At this point, every member of Object could easily be moved to static members on more appropriate classes (Type.GetType, etc). So, do we really need Object? Just for bypassing the strict type system… so, will we really need it in the near future?
I’m very excited about the forthcoming C#4 “dynamic”. It seems to me that this type will address several current shortcomings:
1) Lack of duck typing. I do really miss the duck typing made possible by C++ templates, or “static polymorphism” as we called it.
2) Awkward syntax for runtime binding. This would help clean up the syntax for LINQ to XML and other hot areas as well.
So, now here’s a question: when “dynamic” is introduced, will there be any more need for “object”?
P.S. I finally bought C# in Depth this weekend, and I’ve started my way through it. So far, so good. :) Thanks for having Herb Sutter review – he’s a top mind in language design, even though he’s C++.
@Stephen: Not sure where you got the Herb Sutter bit from. Eric Lippert was the technical reviewer.
I’m on the fence when it comes to whether “object” is still needed. It’ll be interested to see what happens in the *next* platform…
I agree with everything that you said.
Currently I have implemented a static ‘Hash’ class that supports generating several different correct hash functions given various inputs or bytes. If this were in the BCL it would solve alot of issues.
I also have a static ‘Clone’ class that implements Shallow and Deep by using MemberwiseClone via reflection, or binary serialization, or xml serialization. This would be a better BCL class instead of the current rarely unused implementation.
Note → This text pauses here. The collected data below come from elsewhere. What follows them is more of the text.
PR #2701, opened 2025-09-18
STACK: Fix relative links returned by API in JS library

geoo89:
The STACK API sometimes returns links to assets that should be displayed in the question.
These links are relative to the URL of the STACK API; however, when directly rendering them on a website, they will be interpreted as relative to the website, and thus not work.
This fixes it but prefixing the URL of the STACK API.

This PR build on top of #2693 in order to avoid merge conflicts (both PRs touch the same part of the STACK JS file). Only the last commit is new. Merging this PR will also merge #2693


rbeezer:
Merged as-is.  Thanks.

Finally, as for an ‘object’ base class. Really this should have been a marker interface with no functionality. It keeps one reference type hierarchy, and allows you to handle having an instance handle where you do not know/care what type it is. As you said the other functions could (should) be re/moved to where they make more sense.
“GetType() or (getClass() in Java) is pretty important. I can’t see any particular alternative to having this within Object”
C# already has “typeof()” which only applies to types; it could have been changed to allow instances, having the same behavior as “.GetType()” does today, freeing up the name while not introducing another language element.
RE: ToString() – it is out of balance — where is FromString() to go with it? Why isn’t there ToXml() and ToBinariy(), too? I think my questions and yours have the same answer.
Just remove the Object blasphemy..
Not to mention that ToString() sometimes calls GetHashCode() …
I agree about Equals and GetHashCode that should be moved somewhere else as for some objects it does not make sense to have comparison
However, the default implementation could have been implemented as an overridable shallow memberwise comparison instead of a reference comparison
If objects can be cloned this way in the object implementation why can they not be compared this way?
I read over this article and I think this is a great analysis of the root object in any hierarchy. It just seems to be that they put too much into .NET’s System.Object. I find it annoying to have to override Equals and GetHashCode in objects that are going to be put in collections and then I have to implement IEquatable and IComparable (including the non-generic one explicitly). To top that off, in the overridden Equals method, you have to check the type of the parameter. If it doesn’t match the current object type, what do you do? You can’t throw an exception as that is bad practice in such a method (at least that’s what I’ve read), but returning false doesn’t seem to fit the desired result either. After all, it isn’t a false equality, you’re comparing apples to oranges.
Couldn’t agree more Jon – great post. I made similar recommendations re sync blocks to the D programming language back in 2006. See http://www.digitalmars.com/d/archives/digitalmars/D/40613.html
Unfortunately, it was too late to enact change.